Stored data
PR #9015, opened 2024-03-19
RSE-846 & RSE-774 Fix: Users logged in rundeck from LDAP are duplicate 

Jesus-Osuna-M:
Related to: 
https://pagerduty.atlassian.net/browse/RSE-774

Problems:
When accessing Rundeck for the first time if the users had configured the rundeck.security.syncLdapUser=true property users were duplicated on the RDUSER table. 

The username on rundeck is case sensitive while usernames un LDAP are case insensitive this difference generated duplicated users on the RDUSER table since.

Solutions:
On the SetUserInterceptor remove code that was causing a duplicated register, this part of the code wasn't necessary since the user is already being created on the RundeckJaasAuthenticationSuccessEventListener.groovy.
---
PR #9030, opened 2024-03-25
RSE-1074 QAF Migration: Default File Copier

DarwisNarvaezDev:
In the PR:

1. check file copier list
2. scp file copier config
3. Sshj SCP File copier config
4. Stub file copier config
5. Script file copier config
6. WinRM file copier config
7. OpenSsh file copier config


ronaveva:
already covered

Assigned task: Look through the data above and report every line in which "already" appears.

The completed task:
On the SetUserInterceptor remove code that was causing a duplicated register, this part of the code wasn't necessary since the user is already being created on the RundeckJaasAuthenticationSuccessEventListener.groovy.
already covered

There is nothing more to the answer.